L B J the movie 1:37:10
“A democracy works best when the people have all the information that the security of the Nation permits. No one should be able to pull curtains of secrecy around decisions which can be revealed without injury to the public interest. At the same time, the welfare of the Nation or the rights of individuals may require that some documents not be made available. As long as threats to peace exist, for example, there must be military secrets. A citizen must be able in confidence to complain to his Government and to provide information, just as he is–and should be–free to confide in the press without fear of reprisal or of being required to reveal or discuss his sources. ...I signed this measure with a deep sense of pride that the United States is an open society in which the people's right to know is cherished and guarded.”
“We must preserve the right of free speech and the right of free assembly. But the right of free speech does not carry with it, as has been said, the right to holler fire in a crowded theater. We must preserve the right to free assembly, but free assembly does not carry with it the right to block public thoroughfares to traffic. We do have a right to protest, and a right to march under conditions that do not infringe the constitutional rights of our neighbors. And I intend to protect all those rights as long as I am permitted to serve in this office. We will guard against violence, knowing it strikes from our hands the very weapons which we seek -- progress, obedience to law, and belief in American values.”
“The people of Vietnam, north and south, seek the same things. The shared needs of man, the needs for food and shelter and education, the chance to build and work and till the soil, free from the arbitrary horrors of battle, the desire to walk in the dignity of those who master their own destiny. For many painful years, in war and revolution and infrequent peace, they have struggled to fulfill those needs.
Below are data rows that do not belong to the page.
PR #1601, opened 2026-01-12
Dynamic bot jump path penalty based on class max

sunzenshen:
## Description
Penalizes bot path NavArea candidates that involve jumping, scaled to the max jump height for the class of that bot.

## Toolchain
- Windows MSVC VS2022

### DIFF
--- a/src/game/server/neo/bot/neo_bot_path_cost.cpp
+++ b/src/game/server/neo/bot/neo_bot_path_cost.cpp
@@ -12,7 +12,7 @@ ConVar neo_bot_path_friendly_reservation_enable("neo_bot_path_friendly_reservati
 ConVar neo_bot_path_around_friendly_cooldown("neo_bot_path_around_friendly_cooldown", "2.0", FCVAR_CHEAT,
 	"How often to check for friendly path dispersion", false, 0, false, 60);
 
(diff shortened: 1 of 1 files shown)


src/game/server/neo/bot/neo_bot_path_cost.cpp
```diff
@@ -12,6 +12,9 @@ ConVar neo_bot_path_friendly_reservation_enable("neo_bot_path_friendly_reservati
 ConVar neo_bot_path_around_friendly_cooldown("neo_bot_path_around_friendly_cooldown", "2.0", FCVAR_CHEAT,
 	"How often to check for friendly path dispersion", false, 0, false, 60);
 
+ConVar neo_bot_path_jump_penalty_multiplier("neo_bot_path_jump_penalty_multiplier", "100.0", FCVAR_CHEAT,
+	"Maximum penalty multiplier for jump height changes in pathfinding", false, 0.01f, false, 1000.0f);
```
sunzenshen, line 16: This PR will be much easier to test with #1345, but with a 100 multiplier value, bots will recognize the easiest jump point near the fence area in dawn, and will avoid trying to jump onto the trailer in threadplate (unless the ghost spawns on it, where then the bots will path with jumps onto the trailer with no problem)

AdamTadeusz (approved):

It is a crime against mankind that so much courage, and so much will, and so many dreams, must be flung on the fires of war and death.”
“The war in Vietnam is not like these other wars. Yet, finally, war is always the same. It is young men dying in the fullness of their promise. It is trying to kill a man that you do not even know well enough to hate. Therefore, to know war is to know that there is still madness in this world.”
“Let us pray for wise and understanding hearts. Let us lay aside irrelevant differences and make our Nation whole.”
“Justice requires us to remember that when any citizen denies his fellow, saying, "His color is not mine," or "His beliefs are strange and different," in that moment he betrays America, though his forebears created this Nation.”
“The ultimate strength of our country and our cause will lie not in powerful weapons or infinite resources or boundless wealth, but will lie in the unity of our people.”
“I am a free man, an American, a public servant, and a member of my party, in that order always and only.”
“[I]t is true that a house divided against itself by the spirit of faction, of party, of region, of religion, of race, is a house that cannot stand.”
“I have concluded that I should not permit the Presidency to become involved in the partisan divisions that are developing in this political year. ...I do not believe that I should devote an hour or a day of my time to any personal partisan causes or to any duties other than the awesome duties of this office -- the Presidency of your country. Accordingly, I shall not seek, and I will not accept, the nomination of my party for another term as your President.”
“...I would appeal to my fellow Americans by saying, the only real road to progress for free people is through the process of law and that is the road that America will travel.”
“I want to be the President who educated young children to the wonders of their world. I want to be the President who helped to feed the hungry and to prepare them to be taxpayers instead of taxeaters. I want to be the President who helped the poor to find their own way and who protected the right of every citizen to vote in every election. I want to be the President who helped to end hatred among his fellow men and who promoted love among the people of all races and all regions and all parties. I want to be the President who helped to end war among the brothers of this earth.”